[Collected data entries]
PR #1719, opened 2018-06-27
feat(core/xref): Add support for automatically linking external refs

sidvishnoi:
Adds support to link unique externally defined terms.

Currently disabled by default.
To Enable:
``` js
respecConfig = {
  xref: {
    url: "URL-TO-JSON-DATA-SOURCE",
  }
}
```

Sample data:
See `/tests/data/xref.json`


src/core/xref.js
```diff
@@ -0,0 +1,134 @@
+// Automatically adds external refernces
```
marcoscaceres: typo refernces

marcoscaceres: We probably want a bit more detail of what this module actually does.

src/core/xref.js
```diff
@@ -0,0 +1,134 @@
...
+// https://github.com/w3c/respec/issues/1662
+
+import { norm } from "core/utils";
```
marcoscaceres: nit: `{ norm as normalize }` maybe?

src/core/xref.js
```diff
@@ -0,0 +1,134 @@
...
+import { pub } from "core/pubsubhub";
+
+/**
+ * main external reference driver
+ * @param {Object} conf respecConfig
+ * @param {Array:Elements} elems possibleExternalLinks
+ */
+export async function run(conf, elems) {
+  const xrefMap = createXrefMap(elems);
+
```
marcoscaceres: nit: probably don't need this new line

sidvishnoi: let me send the one with API end-point first.

src/core/xref.js
```diff
@@ -0,0 +1,134 @@
...
+function createXrefQuery(xrefs) {
+  const queryKeys = [...xrefs.keys()].reduce((queryKeys, term) => {
+    return queryKeys.add(JSON.stringify({ term }));
+  }, new Set());
+  return { keys: [...queryKeys].map(JSON.parse) };
+}
+
+// fetch from network
+async function fetchXrefs(query, url) {
+  return await simulateShepherd(query, url);
```
marcoscaceres: I like the idea of arbitrary end points that happen to respond with our preferred data structure. 

So here, we can build the actual thing without needing to say "simulateShepherd"... because we are doing the real thing :)

src/core/xref.js
```diff
@@ -0,0 +1,134 @@
...
+    });
+  }
+}
+
+// disambiguate fetched results based on context
+function disambiguate(data, context, term) {
+  const { elem } = context;
+
+  if (!data || !data.length) {
+    const msg = `No external reference data found for term \`${term}\`.`;
```
marcoscaceres: Make sure you give guidance to the Editor. What action can they take to fix this?

src/core/xref.js
```diff
@@ -0,0 +1,134 @@
...
+    showError(msg, elem);
+    return null;
+  }
+
+  if (data.length === 1) {
+    return data[0]; // unambiguous
+  }
+
+  const msg = `Ambiguity in data found for term \`${term}\`.`;
```
marcoscaceres: As above.

sidvishnoi:
Wait I messed up commits.

tests/data/xref.json
```diff
@@ -0,0 +1,1739 @@
+{
+  "data": [
```
marcoscaceres: We should probably just include what we are testing.

src/core/xref.js
```diff
@@ -0,0 +1,119 @@
...
+  showError(msg, elem);
+  return null;
+
+  function showError(msg, elem) {
```
marcoscaceres: nit: `showInlineError()` ... we should maybe move this to utils, as we do this a lot in the code base.

tests/data/xref.json
sidvishnoi: Now that it's in commit history, I'll do it :)

Issue #1683, opened 2018-05-26
Add CSS for :target


sidvishnoi:
For example, on https://w3c.github.io/payment-request/#bib-payment-method-basic-card, one cannot find `[payment-method-basic-card]` easily as it's on bottom of page where it can't be scrolled to based on URL fragment. One has to make eye movement all the way down to bottom to find it.

It would be nice if there is a little CSS on `:target` which lets one focus easily where the hash link lead to.

<img width="400" src="https://user-images.githubusercontent.com/8426945/40579055-4e457a0a-613d-11e8-896c-82fbd776caf7.png">

_It's not easy to find `[payment-method-basic-card]` in this image_

marcoscaceres:
Agree, some kind of emphasis would be nice. I think Wikipedia does something similar, so maybe we can look at their style.

PR #1720, opened 2018-06-28
feat(core/css/respec): add :target highlight #1683

Jigar3:
#1683 
Added a little CSS on :target which lets one focus easily where the hash link lead to.
Here is the screenshot.

screenshot from 2018-06-28 23-56-07

### DIFF
--- a/js/core/css/respec2.css
+++ b/js/core/css/respec2.css
@@ -39,11 +39,8 @@ a.bibref {
   text-decoration: none;
 }
 
-a.bibref:target {
-  background: #e2e2e2;
-  box-shadow: 0 0 5px;
-  padding: 5px;
-  margin-bottom: 5px;
+:target {
+  background: #eaf3ff;
 }
 
 cite .bibref {
--- a/js/core/css/respec2.css
+++ b/js/core/css/respec2.css
@@ -39,7 +39,7 @@ a.bibref {
   text-decoration: none;
 }
 
-#references:target {
+#references :target {
   background: #eaf3ff;
 }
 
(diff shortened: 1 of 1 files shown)


js/core/css/respec2.css
```diff
@@ -39,6 +39,13 @@ a.bibref {
   text-decoration: none;
 }
 
+a.bibref:target {
```
sidvishnoi: We may want the `:target` css to be applied to more places, not just `a.bibref`

Jigar3: so i should just change a.bibref:target to target??

sidvishnoi: @marcoscaceres WDYT?

sidvishnoi: Also, we may want to consider Wikipedia like `:target` styling. It's simpler :slightly_smiling_face:

Jigar3: hey just set the background-color to #eaf3ff :smile:

sidvishnoi: Lets do that :smiley:

Jigar3: :+1:  on all :target

Jigar3:
Updated Screenshot 
screenshot from 2018-06-29 00-48-15

sidvishnoi:
Oops. found an issue (entire section getting higlighted).
image

What do you think we should do? Use some JS? @marcoscaceres

Jigar3:
@sidvishnoi how to test my changes?. Actually i was just changing styles in dev tools.

js/core/css/respec2.css
```diff
@@ -39,6 +39,10 @@ a.bibref {
   text-decoration: none;
 }
 
+#references:target {
```
sidvishnoi: expected selector: `#references :target`
typo? :slightly_smiling_face:

PR #1723, opened 2018-06-29
feat(core/xref): use data-cite to disambiguate

sidvishnoi:
- presently only supports parent's `data-cite`, not self `data-cite`

**Update**: Also supports self `data-cite` as:
- if the term exists, url resolves to url fragment
- else: url resolves to spec itself. no warning is emitted

### DIFF
--- a/src/core/xref.js
+++ b/src/core/xref.js
@@ -35,8 +35,10 @@ export async function run(conf, elems) {
 function createXrefMap(elems) {
   return elems.reduce((map, elem) => {
     const term = normalize(elem.textContent);
+    const datacite = elem.closest("[data-cite]");
+    const specs = datacite ? datacite.dataset.cite.split(" ") : [];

=== WHAT IS REQUIRED ===
The answer must consist of every line from the records above that holds "hash".

=== TASK RESPONSE ===
It would be nice if there is a little CSS on `:target` which lets one focus easily where the hash link lead to.
Added a little CSS on :target which lets one focus easily where the hash link lead to.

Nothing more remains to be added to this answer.